The first mentions of the other “F” word
Cold today and flurries were mentioned in the forecast. I broke my own vow to never listen to Hallie Cotnam’s voice again as I had to drive Mrs. Ottawacker into the office at 7:15 – she is in for a day of make-work training for a make-work database that nobody wants or needs. The radio came on for the news, and I was too busy being told what I needed to do for the day to turn it off again afterwards. Mrs. Ottawacker can keep her audience rapt.
When I came back, Ottawacker Jr. had pulled an exquisite double bluff by getting himself up and ready for school. He’d got most of his lunch ready, and had a tortilla wrap out to defrost. I wasn’t sure whether to tell him he was not well enough to go in yet or see how far he would take it. Maybe it was part of the illness: the delusions were kicking in, perhaps with hallucinations too. Eventually, I told him we had a doctor’s appointment and until she had cleared it, he was going nowhere. He took it with the expected good grace.

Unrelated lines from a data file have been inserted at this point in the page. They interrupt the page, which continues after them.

Issue #103, opened 2016-11-22
Store files somewhere beside /tmp?


timholy:
Every time I reboot my laptop (e.g., after security updates that affect the kernel) I need to do `Pkg.rebuild("CUTEst")`. Any thoughts on storing the files elsewhere?

dpo:
What's in /tmp that requires a rebuild?

timholy:
`/tmp` gets wiped when you reboot, and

Spent the morning ensconced in various projects, none of which will make me any richer but all of which needed doing. Then we drove to Ottawacker Jr.’s doctor, where we waited 45 minutes in a cramped room for his paediatrician to come and see us. Normally, there is a procession of trainees, interns, nurses to prepare us for the grandiloquent entrance of the Queen of Vanier, but this time she came in alone, looking tired and harried. She gave him the once over, pronounced him “sick” with a virus, told him to go back on his asthma inhalers, and warned us of the sheer number of viruses doing the rounds this year. Then we were out on our ears.
Stopped off at Adam’s Sausages for a Polish-style sausage in a bun on the way back. This used to be Ottawacker Jr.’s earliest stomping grounds, as it is near the train tracks and I&G used to bring him out here for morning or afternoon excitement when they were looking after him. Now, of course, his childhood amnesia has set in, and the memories are distant. But they did their job, of course, as his face lit up at the train tracks and the thought that he’d get to see trains. Sadly, his father is not as obliging as his godparents.
But we had a quick lunch and then I brought him home. Dinner was a quick rehash of yesterday’s Thanksgiving lunch. Except for the roasties, which had all mysteriously disappeared. I was about to launch into an Ottawacker-Jr.-directed epic rant about the sanctity of left-over roast potatoes when I saw the look of guilt on Mrs. Ottawacker’s face and decided discretion is the better part of valour.